私は、手帳を取り出し、恋人の美香が食べたがる項目を見る。
 美香が今日食べたいものは……今日は多分、イタリアンだな。
 ぱたりと閉じ、イタリアンレストランに連絡する。
「もしもし、榊原だが今日はそちらとれるかな?」
「はい、もちろんでございます、榊原様。VIP用ルームにてご用意させていただきます。お時間は……」
 予約時間を伝え電話を切る。
 それと同時に自宅のチャイムが鳴った。
 訪問者はすぐにわかった。この家のチャイムはチャイムの押し時間で鳴り方が違う。郵便屋は、『ぴぽんぴぽん』だし、新聞屋は『ぴんぽんぴんぽん』、隣の山田さんは『ぴぃんぽ』だ。
――このチャイムの音は。
 突然、玄関の扉が開くとともに僕の好きな声が聞こえてきた。
「もう、どうしてでてくれないのよ、健」
 急いでるのか、靴がしゅっと脱げる音とどたどたという音が段々近づいてくる。
「もう、チャイムならさなくて入ってきてもいいって言っただろう」
「あなたの家でしょ。私は、そういう事できないわ」
「そうだね、君のそういう所、好きだよ」
 美香の好きなキリマンジャロはすでに用意済だったのでちゃぶ台に出すだけだ。はい、と添えて出す。
「ありがとう。んーやっぱり健の珈琲は別格ね」
 美香はおいしそうにそそる。
「そういえばさ……」
「あー、今日はレストランの予約とった?」
 言おうとした言葉が美香の言葉によって上書きされる。
「今日はイタリアンだよ」
「えー。すごい! 今日私もイタリアン食べたいと思ってたんだ」
「ふふふ、よかった」
 美香が食べたいもの、周期は把握していた。
 でも、こんな事続けていいのだろうか。
 美香に喜んで欲しいがあまりひけなくなってしまった。
 胸元にしまってある、黒い手帳が今日はなぜか重かった。
 最初は美香が好きなもの、嫌いなものをメモするだけだったのに、それが発展して、やめられなくなって、美香の辞書みたいになってしまった。
「どうしたの?」
 美香の前で辛い顔を見せられない。
俺はにこやかな顔で対応する。
「でもね、今日、本当はフレンチがいいな」
 ん? なにかがおかしい……。
今日は絶対イタリアンのはず……。
「私ね、予約してきたんだよ。絶対、健といくってきめてたから!」
お、おかしい。そんなことはない。
「お、おい! 今日はイタリアンじゃないのか?」
 変だ、変だ、変だ。顔色もかえず心の中では連呼している。
「うん、でも今日はフレンチなんだ」
 これは、どうゆうことなんだろう。
彼女に言われた通りにフレンチレストランについた。
「どうしたんだ、美香。
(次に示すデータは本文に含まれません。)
PR #3049, opened 2023-08-21
`Paywalls`: rename card to footer

joshdholtz:
### Motivation

Rename "card" to "footer" to because that is how we expect developers to use the current implementation of the non-fullscreen modes as a footer to their custom paywalls.

### Description
- Renamed `card` to `footer`
- Renamed `condensedCard` to `condensedFooter`


NachoSoto (approved):
I think this makes much more sense 👍🏻 
FYI I changed the tags. If you make this `breaking` that would trigger purchases-ios 5.0 which I don't think you want to 😅 since we haven't shipped paywalls we can make any breaking changes.

NachoSoto:
Hmm not sure about footer. Let's talk about it tomorrow?

joshdholtz:
> Hmm not sure about footer. Let's talk about it tomorrow?

@NachoSoto Was planning on chatting with you tomorrow about this 😊 Had some realizations with Charlie and Dan today about a footer view (and I have a followup PR that coming soon) that makes will hopefully make this change make more sense

Tests/RevenueCatUITests/Templates/Template2ViewTests.swift
```diff
@@ -23,20 +23,20 @@ class Template2ViewTests: BaseSnapshotTest {
         .snapshot(size: Self.fullScreenSize)
     }
 
-    func testCardPaywall() {
+    func testFooterPaywall() {
```
NachoSoto, line 26: Need to update the snapshot names

NachoSoto:
Merging this.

」
 急に彼女の好みが変わるなんて事はないだろう。
「ふふ、どうもしてないわよ」
 どこか楽しそうな美香だが俺は落ち着くことができなかった。
「俺の事が嫌いになったか?」
「なるわけないじゃない」
本当の事なのか。俺は怖くてしようがなかった。
「ああそうだな」
 平然とニコりと返したつもりだが返せただろうか、この気持ちの落ち着かなさを彼女には気づかれてやしないだろうか。
 そして、料理が次々と運ばれてくる。
……運ばれてきた料理は、俺が好きそうなものばかりだった。
「本当は、私が作れればいいんだけどね」
 彼女が秋とはいえ、手袋を取らないのにすでに俺は違和感があったのに気づいていた。
「ありがとう。う、うれしいよ」
 どんな時でも美香の前では、毅然とふるまうつもりでいた。
けど、いまの俺は、心に美香という洪水がやってきてもうどうしようもなかった。
 泣き崩れる事しかできなかった。
「うぐっ……ひぐっ……」
 みっともない、みっともなさすぎる。
 そう思っても、もう取り繕えなかった。
だから、決心した。
 俺は胸元から黒い手帳をテーブルに置いた。
「君に言わなくちゃいけないことがあるんだ」
「へぇ。なにかしら。私もありますよ」
 彼女は、カバンから日記サイズの大きな手帳を取り出してきた。
「え、なんで」
「私が健に気づかないわけないでしょう」
「そうか……そうだよな」
「今度は超高級イタリアンでお願いね」
 満面の笑みで美香は言う。
 人生で一番彼女が綺麗だなと思った。
 強風が吹いた。
 僕らの手帳が勢いよくぱらぱらとめくられていった。
作品名:秘密 作家名:。。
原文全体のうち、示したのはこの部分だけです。